Tantangan Industri dan Regulasi Baru Akreditasi Prodi Teknik Industri
Dewan Eksekutif Lembaga Akreditasi Mandiri (LAM) Teknik, Hari Purnomo, yang menjadi salah satu narasumber, menekankan pentingnya peningkatan mutu akreditasi. Menurutnya, hal ini krusial untuk menjawab tantangan industri yang terus berkembang pesat. Akreditasi unggul bukan sekadar status administratif, melainkan bukti nyata bahwa sebuah prodi mampu menghasilkan lulusan yang kompeten dan sesuai kebutuhan dunia industri.
Hari Purnomo juga mengingatkan bahwa penyesuaian dengan regulasi baru akreditasi harus dipahami dan dipersiapkan oleh seluruh perguruan tinggi. "Perubahan sistem akreditasi menuntut evaluasi berkelanjutan," kata dia. "Kualitas harus ditunjukkan secara konsisten melalui kinerja tridharma dan kolaborasi dengan industri," tambahnya, menyoroti aspek dinamis dalam penilaian akreditasi.
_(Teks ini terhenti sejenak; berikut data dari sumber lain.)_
PR #93, opened 2024-04-09
Add switch to turn adaptivity on and off in configuration

IshaanDesai:
A boolean switch is added to turn adaptivity on and off in the configuration, because JSON does not allow comments. A user who has defined adaptivity settings is forced to manually delete the lines if they want to run a simulation without adaptivity.


micro_manager/config.py
```diff
@@ -64,122 +64,166 @@ def read_json(self, config_filename):
...
-                "Domain decomposition is not specified, so the Micro Manager will expect to be run in serial.")
+                "Domain decomposition is not specified, so the Micro Manager will expect to be run in serial."
+            )
 
         try:
-            if data["simulation_params"]["adaptivity"]:
+            if data["simulation_params"]["adaptivity"] == "True":
                 self._adaptivity = True
             else:
                 self._adaptivity = False
```
Fujikawas, line 130: Could also warn the case when the adaptivity parameters are given but adaptivity is set to false.

micro_manager/config.py
```diff
@@ -64,122 +64,166 @@ def read_json(self, config_filename):
...
         except BaseException:
             self._logger.info(
-                "Micro Manager will not adaptively run micro simulations, but instead will run all micro simulations in all time steps.")
+                "Micro Manager will not adaptively run micro simulations, but instead will run all micro simulations in all time steps."
```
Fujikawas, line 133: "No adaptivity settings are given, Micro Manager will run all micro simulations in all time steps instead of adaptively run them."

Fujikawas (approved):

PR #94, opened 2024-04-09
Fix doc image prefix

fsimonis:
This PR fixes the doc image prefix and adds a pre-commit that ensures correct prefixes for future images.


IshaanDesai (approved):
Thanks!

PR #96, opened 2024-04-22
TBD: Follow time stepping proposed in documentation

BenjaminRodenberg:
In the step-by-step guide on precice.org it is suggested to get the maximum allowed time step size from preCICE before calling advance.

To me it looks dangerous how things are done at the moment, because actually the following is happening:

```
self._participant.advance(self._dt)
self._dt = self._participant.get_max_time_step_size()

t += self._dt
n += 1
```
We tell preCICE "I just finished window `n` with time step size `self._dt`, but then update the internal time `t` by the step size of the **upcoming** window. I always prefer to first do all the updates and then call advance:

```
self._dt = self._participant.get_max_time_step_size()    # assuming this has been called at the beginning of the current time step
...
# time step is finished, update internal counters
t += self._dt 
n += 1

self._participant.advance(self._dt)  # tell preCICE: I'm done and ready to go to the next time step / iteration
```
This should generally also work with subcycling and/or the participant-first method (no guarantee, because this needs testing and is always easy to break, if hard-to-spot errors are in the code)

### DIFF
--- a/micro_manager/micro_manager.py
+++ b/micro_manager/micro_manager.py
@@ -173,6 +173,9 @@ class MicroManager:
                 )
 
         while self._participant.is_coupling_ongoing():
+
+            self._dt = self._participant.get_max_time_step_size()  # ask preCICE at beginning of time step for allowed time step size
+
             # Write a checkpoint
             if self._participant.requires_writing_checkpoint():
                 for i in range(self._local_number_of_sims):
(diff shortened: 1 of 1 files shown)


BenjaminRodenberg:
The comments I put into the code are a bit excessive. Feel free to remove them. They are mainly intended for simplifying the review process.

IshaanDesai (approved):
Seems logical if one goes by the latest documentation on the preCICE website.

Issue #89, opened 2024-03-28
Add functionality for spanshot computation from a full-order model


IshaanDesai:
In the framework of the [SimTech project PN5-9(II)](https://www.simtech.uni-stuttgart.de/exc/research/pn/pn5/pn5-9ii/) the Micro Manager needs to be extended to be able to do an offline snapshot computation step for a given full-order model. The input parameter space for creating the snapshots will be defined by the user through a configuration file. The existing JSON file could be potentially used for this, or a new configuration file format can be explored. The data required from the simulations (output) is also defined by the user. The database developed from this computation should have an interface between its output and the reduced-order/surrogate models, presumably using [hdf5](https://github.com/HDFGroup/hdf5). Rough tasks to add this functionality are:

- [x] Design configuration options for parameter space and data output options to run a full-order model
- [x] Finalize a file format for configuring the parameters of the snapshot computation
- [x] Implement a new class in the Micro Manager to run the offline computation
- [x] Find the most suitable file format to store the snapshots and create an interface to surrogate/reduced-order models
- [x] For a simple dummy simulation, try to output the snapshots in the file format finalized in the previous step

uekerman:
And (advanced)
- [ ] Provide a callback interface to call any user-provided (Python?) post-processing script

IshaanDesai:
Closed via https://github.com/precice/micro-manager/pull/101

PR #101, opened 2024-05-13
Snapshot computation

tjwsch:
Partly implementation of snapshot features discussed in #89. This does not yet include the configuration of the parameter space at runtime and a callback interface to invoke postprocessing as discussed in [SimTech project PN5-9(II)](https://www.simtech.uni-stuttgart.de/exc/research/pn/pn5/pn5-9ii/). 
Reading parameter information from an hdf5 file and writing snapshot outputs to hdf5 files and the project structure might need more work.


examples/snapshot_example/snapshot-config.json
```diff
@@ -0,0 +1,13 @@
+{
+    "micro_file_name": "micro_dummy",
+    "snapshot_params": {
+        "parameter_file_name": "parameter.hdf5",
+        "read_data_names": {"macro-scalar-data": "scalar", "macro-vector-data": "vector"},
+        "write_data_names": {"micro-scalar-data": "scalar", "micro-vector-data": "vector"},
+        "postprocessing": "True",
```
tjwsch, line 7: Instead of having a boolean to activate post-processing and post-processing as part of the micro-simulation class, we want to provide the name of a separate post-processing script. This allows removing the snapshot example and reusing the Micro Manager example micro simulation classes by adding the files necessary to run snapshot computation.

snapshot/read_write_hdf.py
```diff
@@ -0,0 +1,130 @@
...
+        """
+
+        parameter_file = h5py.File(file_path, "r")
+        parameter_data = dict()
+        output = []
+        # Read data by iterating over the relevant datasets
+        for key in data_names.keys():
+            parameter_data[key] = np.asarray(parameter_file[key][:])
+            my_key = key
+        # 3. iterate over len of data. In each iteration write data from all macro data sets (using the read_data_names as keys) to a dictionary with the key being the name of the data set
```
tjwsch, line 122: Review comments.

snapshot/read_write_hdf.py
```diff
@@ -0,0 +1,130 @@
...
+        # and the value being the current value.
+        for i in range(len(parameter_data[my_key])):
+            current_data = dict()
+            for key in data_names.keys():
+                current_data[key] = parameter_data[key][i]
+            output.append(current_data)
+        # 4. return the dictionary list
```
tjwsch, line 129: Remove comment

snapshot/snapshot_computation.py
```diff
@@ -0,0 +1,305 @@
...
+        """
+        Solve the problem by iterating over a set macro parameters.
+        - Read macro parameters from the config file, solve micro simulation one by one,
+          and write outputs to a file.
+        """
+
+        # Loop over all macro parameters
+        for elems in range(self._local_number_of_sims):
+            # Create micro simulation object
+            self._micro_sims = create_simulation_class(self._micro_problem)(
```
tjwsch, line 100: In contrast to the Micro Manager, micro simulations are newly initialized in the `solve()` method as each microsimulation is only required for one loop of the `solve()` method. Is it a good solution to initalize microsimulations within the solve call as this is technically part of the `_initialize()`-method's responsibility?

examples/snapshot_example/.gitignore
tjwsch, line 1: Remove as a result of the re-structuring of the post-processing. Move `output/` to example .gitignore.

examples/snapshot_example/README.md
tjwsch, line 1: Remove as a result of the re-structuring of the post-processing. Add the content to README.md of examples and distinguish between running coupling and snapshot computation

examples/snapshot_example/cpp-dummy/.gitignore
tjwsch, line 1: Remove as a result of the re-structuring of the post-processing.

examples/snapshot_example/cpp-dummy/micro_cpp_dummy.cpp
tjwsch, line 1: Remove as a result of the re-structuring of the post-processing.

examples/snapshot_example/cpp-dummy/micro_cpp_dummy.hpp
tjwsch, line 1: Remove as a result of the re-structuring of the post-processing.

examples/snapshot_example/cpp-dummy/run_snapshot.py
tjwsch, line 1: Move to examples as a result of the restructuring of the post-processing.

examples/snapshot_example/python_dummy/.gitignore
tjwsch, line 1: Remove as a result of the restructuring of the post-processing.

examples/snapshot_example/python_dummy/micro_dummy.py
tjwsch, line 1: Remove as a result of the restructuring of the post-processing.

examples/snapshot_example/python_dummy/run_snapshot.py
tjwsch, line 1: Move to examples as a result of the restructuring of the post-processing.

examples/snapshot_example/snapshot-config.json
tjwsch, line 1: Move to examples as a result of the restructuring of the post-processing.

snapshot/snapshot_computation.py
```diff
@@ -0,0 +1,305 @@
...
+                        getattr(self._micro_problem, "postprocessing")
+                    ):
+                        micro_sims_output = self._micro_sims.postprocessing(
+                            micro_sims_output
+                        )
+                    else:
+                        self._logger.info(
+                            "Postprocessing is activated in config file but not available. Skipping postprocessing."
+                        )
+                        self._is_postprocessing_required = False
```
tjwsch, line 122: Restructure to execute an additional post-processing script.

snapshot/snapshot_computation.py
```diff
@@ -0,0 +1,305 @@
...
+            Dict in which keys are names of data and the values are the data which are required inputs to
+            solve a micro simulation.
+
+        Returns
+        -------
+        micro_sims_output : dict | None
+            Dicts in which keys are names of data and the values are the data of the output of the micro
+            simulations. The return type is None if the simulation has crashed.
+        """
+        # If time is a parameter, split input as time is a separate argument
```
tjwsch, line 260: What is the best way to handle `dt`? If micro simulations require `dt` should it be a macro parameter, to allow it to change over different microsimulations or a fixed value specified in the config file?  What should `dt` be set to, if a microsimulation is independent of `dt`, e.g. the micro dummies?

tjwsch (commented):
There are some open questions and restructuring of postprocessing is required.

examples/snapshot_example/snapshot-config.json
IshaanDesai: Good idea! Let us try this out after the feature itself is close to being merged.

snapshot/config_snapshot.py
```diff
@@ -0,0 +1,228 @@
...
+
+        self._merge_output = False
+
+        self._output_micro_sim_time = False
+
+        self.read_json(config_filename)
+
+    def read_json(self, config_filename):
+        """
+        Reads JSON adapter configuration file and saves the data to the respective instance attributes.
```
IshaanDesai, line 44:
```suggestion
        Reads JSON snapshot configuration file and saves the data to the respective instance attributes.
```

snapshot/config_snapshot.py
```diff
@@ -0,0 +1,228 @@
...
+        Depending on user input, Snapshot computation will calculate execution time of solve() step of every micro simulation.
+
+        Returns
+        -------
+        output_micro_sim_time : bool
+            True if micro simulation solve time is required.
+        """
+        return self._output_micro_sim_time
+
+    def get_postprocessing(self):
```
IshaanDesai, line 208: This is essentially a boolean, right? We should have a more intuitive name of the function.

snapshot/read_write_hdf.py
```diff
@@ -0,0 +1,130 @@
...
+import os
+
+
+class ReadWriteHDF:
+    def __init__(self, logger) -> None:
+        self._logger = logger
+
+    def create_file(self, file_path: str) -> None:
+        """
+        Create a file with a given name in a given directory overriding a file if it exists.
```
IshaanDesai, line 13:
```suggestion
        Create a file with a given name in a given directory.
        Overwriting a file if it exists.
```

snapshot/read_write_hdf.py
```diff
@@ -0,0 +1,130 @@
...
+                    # If data set does not exist create and add current data
+                    if key not in main_file.keys():
+                        main_file.create_dataset(
+                            key,
+                            data=current_data[i],
+                            shape=(1, *current_data[i].shape),
+                            maxshape=(None, *current_data[i].shape),
+                        )
+                    # If dataset exists resize and add current data
+                    else:
```
IshaanDesai, line 55:
```suggestion
                    else: # If dataset exists, resize and add current data
```

snapshot/read_write_hdf.py
```diff
@@ -0,0 +1,130 @@
...
+        ----------
+        file_path : str
+            Path to file in which the data should be written.
+        macro_data : dict
+            Dict of macro simulation input.
+        micro_data : dict
+            Dict of micro simulation output.
+        """
+        parameter_file = h5py.File(file_path, "a")
+        input_data = [macro_data, micro_data]
```
IshaanDesai, line 77: Is this a way to merge two dicts into a new dict? Very nice!

snapshot/read_write_hdf.py
```diff
@@ -0,0 +1,130 @@
...
+                if key not in parameter_file.keys():
+                    parameter_file.create_dataset(
+                        key,
+                        data=current_data,
+                        shape=(1, *current_data.shape),
+                        maxshape=(None, *current_data.shape),
+                    )
+                    parameter_file[key]
+                # If dataset exists resize and add current data
+                else:
```
IshaanDesai, line 93:
```suggestion
                else: # If dataset exists, resize and add current data
```

snapshot/read_write_hdf.py
IshaanDesai: Any input required here? Shortening the comment would be good.

snapshot/snapshot_computation.py
```diff
@@ -0,0 +1,305 @@
...
+import time
+
+from .config_snapshot import SnapshotConfig
+from .read_write_hdf import ReadWriteHDF as hp
+from micro_manager.micro_simulation import create_simulation_class
+
+sys.path.append(os.getcwd())
+
+
+class SnapshotComputation:
```
IshaanDesai, line 31: Can we make this a child class of the MicroManager class? We redefine many member variables anyway. Perhaps this would make the overall implementation of the snapshot computation cleaner. The justification for doing this is that the snapshot computation is in a way a use case of the Micro Manager, but for a different purpose. So we are in fact running the Micro Manager, but just in a different way.

snapshot/snapshot_computation.py
IshaanDesai: We need to be careful with the terms here. The step here is the **creation** of the micro simulations, and not their initialization. Initialization is essentially optional, and only happens if the micro simulation library has a function called `initialize()`. Initialization of the micro simulations is handled in the `initialize()` function of the MicroManager class. Inheriting from this class and calling this function would make sense.

snapshot/snapshot_computation.py
```diff
@@ -0,0 +1,305 @@
...
+
+        # Loop over all macro parameters
+        for elems in range(self._local_number_of_sims):
+            # Create micro simulation object
+            self._micro_sims = create_simulation_class(self._micro_problem)(
+                self._global_ids_of_local_sims[elems]
+            )
+
+            micro_sims_input = self._macro_parameters[elems]
+            # Solve micro simulation
```
IshaanDesai, line 105:
```suggestion
            # Solve micro simulations
```

snapshot/snapshot_computation.py
```diff
@@ -0,0 +1,305 @@
...
+                for key, value in micro_sims_input.items():
+                    parameter += "{} = {}, ".format(key, value)
+                parameter = parameter[:-2]
+                self._logger.info(
+                    "Skipping snapshot storage for crashed simulation with parameter {}.".format(
+                        parameter
+                    )
+                )
+
+        # If activated, merge output files
```
IshaanDesai, line 138: If what is activated?

snapshot/snapshot_computation.py
```diff
@@ -0,0 +1,305 @@
...
+    # Private methods
+    # ***************
+
+    def _initialize(self) -> None:
+        """
+        Initialize the Snapshot Computation by performing the following tasks:
+        - Distribute the parameter data equally if the snapshot creation is executed in parallel.
+        - Read macro parameter from parameter file.
+        - Create output subdirectory and file paths to store output.
+        - Import micro simulation class.
```
IshaanDesai, line 161: Please follow the docstring formatting.

snapshot/snapshot_computation.py
```diff
@@ -0,0 +1,305 @@
...
+import importlib
+import os
+import sys
+from mpi4py import MPI
+import numpy as np
+import logging
+import time
+
+from .config_snapshot import SnapshotConfig
+from .read_write_hdf import ReadWriteHDF as hp
```
IshaanDesai, line 25: Lets have a more elaborate abbreviation than just `hp`.

IshaanDesai (changes requested):
Good work already :clap: My suggestions are fundamental and hence require some discussion before large implementation changes. Let us discuss here in the comments.

tests/unit/test_snapshot_computation.py
```diff
@@ -0,0 +1,154 @@
+import numpy as np
+import os
+from unittest import TestCase
+from unittest.mock import MagicMock, patch
+import snapshot
```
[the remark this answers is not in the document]
tjwsch: I agree. We should make the snapshot computation part of the Micro Manager package. When I moved the snapshot computation to a new directory, I wasn't aware of that effect on the packaging.

snapshot/read_write_hdf.py
tjwsch: No, it creates a list of two dicts. But there are simple ways to merge two dicts into one and it makes sense to do that here as it would allow us to remove one of the for-loops and make the code more readable.

snapshot/snapshot_computation.py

Peningkatan akreditasi menjadi vital dalam memastikan relevansi kurikulum dan metode pengajaran. Dengan demikian, lulusan teknik industri dapat memenuhi standar global dan siap menghadapi persaingan di pasar kerja. Keterlibatan aktif dengan industri juga menjadi kunci dalam proses evaluasi berkelanjutan ini.
Dukungan BKSTI dan Penyelarasan Kurikulum
Anggota BKSTI saat ini tercatat sebanyak 354 perguruan tinggi yang menyelenggarakan teknik industri. Jumlah ini mencakup program S1, S2, hingga S3 di seluruh Indonesia. Angka tersebut menunjukkan peningkatan sekitar 35 persen dalam empat tahun terakhir, menandakan pertumbuhan pesat pada sektor pendidikan teknik industri.
Untuk mendukung percepatan akreditasi, asosiasi juga mendorong penyelarasan kurikulum inti atau body of knowledge. Hal ini berfungsi sebagai rujukan mata kuliah di seluruh kampus anggota. Penyelarasan ini bertujuan untuk menciptakan standar kompetensi yang seragam dan relevan dengan kebutuhan industri.
Lokakarya yang bertema "Instrumen Akreditasi & Kurikulum Teknik Industri: Sinkronisasi Visi Keilmuan, SDM, dan Tridharma PT untuk Peningkatan Mutu Akreditasi" tersebut menghadirkan narasumber terkemuka. Mereka antara lain Prof. Dr. Ir. Hari Purnomo MT, IPU. ASEAN Eng, Dr. Andi Cakravastia Arisaputra Raja ST MT, Ir. Taufik ST, MM, Ph.D, IPM, serta Ir. Ardiyanto ST M.Sc, AEP, IPM dan Dr. Eng Ir. Oke Oktavianti.